A major strength of this pilot is our rigorous assessment of the impact of TIRS in keeping with current guidelines on reporting of diagnostic accuracy studies [20]. Studies of CXR performance in PTB vary widely in outcome (Table 4). This is partly related to variations in prevalence and imaging characteristics in the population tested, but more often to methodology applied, such as number of readers, choice of reference standard and presentation of results as observer agreement or sensitivity and specificity. This creates confusion in the interpretation of study outcomes and the perceived validity of CXRs. For example, good observer agreement between two experts does not necessarily equate to high diagnostic accuracy against a culture gold standard. In addition, an expert panel is often the only reference standard available, but in PTB is particularly prone to error. As we have shown, our expert readers were incorrect in 30 % of cases. To our knowledge, this pilot is the first assessment of non-expert performance against a gold standard of culture. In addition, we corrected for chance agreement with the gold standard and for clustering within raters. This resulted in a rigorous assessment of effect. For example, COs apparently improved with TIRS, but once corrected for chance, may actually still be guessing. Similarly, using a large number of non-expert readers and dividing them into subgroups of DRs and COs with information on levels of training helped to explain the different effect of TIRS on each subgroup.
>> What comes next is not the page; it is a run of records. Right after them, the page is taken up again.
PR #385, opened 2022-05-21
Remove default drop_bad_windows=True

gemeinl:
Force user to decide on drop_bad_windows. 
Update docstring that this makes everything super slow.

```
Total time: 13.6696 s
File: /opt/conda/lib/python3.9/site-packages/braindecode/preprocessing/windowers.py
Function: _create_fixed_length_windows at line 325
```
```
Total time: 1.85751 s
File: /opt/conda/lib/python3.9/site-packages/braindecode/preprocessing/windowers.py
Function: _create_fixed_length_windows at line 325
```

### DIFF
--- a/braindecode/preprocessing/windowers.py
+++ b/braindecode/preprocessing/windowers.py
@@ -26,10 +26,10 @@ from ..datasets.base import WindowsDataset, BaseConcatDataset
 
 # XXX it's called concat_ds...
 def create_windows_from_events(
-        concat_ds, trial_start_offset_samples=0, trial_stop_offset_samples=0,
-        window_size_samples=None, window_stride_samples=None,
-        drop_last_window=False, mapping=None, preload=False,
-        drop_bad_windows=True, picks=None, reject=None, flat=None,
+        concat_ds, drop_bad_windows, trial_start_offset_samples=0,
+        trial_stop_offset_samples=0, window_size_samples=None,
+        window_stride_samples=None, drop_last_window=False, mapping=None,
+        preload=False, picks=None, reject=None, flat=None,
         on_missing='error', accepted_bads_ratio=0.0, n_jobs=1):
     """Create windows based on events in mne.Raw.
 
@@ -54,6 +54,13 @@ def create_windows_from_events(
     ----------
     concat_ds: BaseConcatDataset
         A concat of base datasets each holding raw and description.
+    drop_bad_windows: bool
+        If True, call `.drop_bad()` on the resulting mne.Epochs object. This
+        step allows identifying e.g., windows that fall outside of the
+        continuous recording. It is suggested to run this step here as otherwise
+        the BaseConcatDataset has to be updated as well. Caution: very slow!
+        Setting this to True will increase runtime of this function by a
+        factor of over 7.
     trial_start_offset_samples: int
         Start offset from original trial onsets, in samples. Defaults to zero.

Several limitations are present. The results for the CRRS readings should be viewed with caution as only two COs could attend. This highlights the prohibitive expenses in settings similar to Malawi of attending such courses. Using a simulation film set does not fully reflect clinical practice. Similarly, excluding patients with a previous history of TB may have influenced results. Paper prints of X-rays limit image resolution and visibility of small nodules, potentially important for PTB diagnosis. However, most films in low resource settings are of limited quality, with similar limitations in resolution. Further validation, in a clinical setting and including cases with previous TB, will be required. In addition, we used the same film set for all readings, which may have biased results, despite films being re-shuffled. In the culture-negative subset not all diagnoses could be confirmed, owing to limited resources, and culture-negative PTB may have been present.
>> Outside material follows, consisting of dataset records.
PR #391, opened 2022-06-22
added verbosity args to windowers

gemeinl:


gemeinl:
> running something like this `mne.set_config("MNE_LOGGING_LEVEL", "WARNING")` should otherwise silence mne verbosity

Unfortunately, for me, this does not seem to work. Also `mne.set_log_level('ERROR')` which I used before does not work.
I suspect that parallelization through joblib resets / removes / does not inherit the logging level?
My output is flooded while indexing individual compute windows with `Loading data for 1 events and 6000 original time points ...`

bruAristimunha:
@gemeinl, It doesn't work for me either, but only when I process in parallel. Is it your case?

bruAristimunha:
@agramfort, can you merge this option?

agramfort (approved):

In the population tested, it is arguable whether improving non-expert performance is required, as experts performed only marginally better. On the other hand, although improvements were modest, some promise for the DRs was noted, even in this population. Evaluation of a larger number of non-expert clinicians in a range of populations (e.g. low HIV prevalence/screening in people living with HIV) may reveal superior results. If so, low cost and simplicity are strengths that may justify implementation, even if benefits are small. The lack of effect in the smear-negative group is a limitation, but when access to laboratory tests is limited, the tool may be helpful. Until fast turn-around molecular or microbiological diagnosis of PTB is universally available, CXR will still be used across the globe by non-expert readers to inform treatment decisions. We suggest that low-cost, easily delivered interventions aimed at improving CXR interpretation will have greater overall impact than more expensive and time consuming options such as training courses or teleradiology.

In conclusion, a pulmonary tuberculosis CXR image reference set increased the number of correct decisions to treat pulmonary tuberculosis by non-experts in the operational setting in Malawi. This effect was more marked for doctors than clinical officers. Further evaluation of this tool in clinical practice may provide a validated, simple, low-cost intervention to improve non-expert reader performance.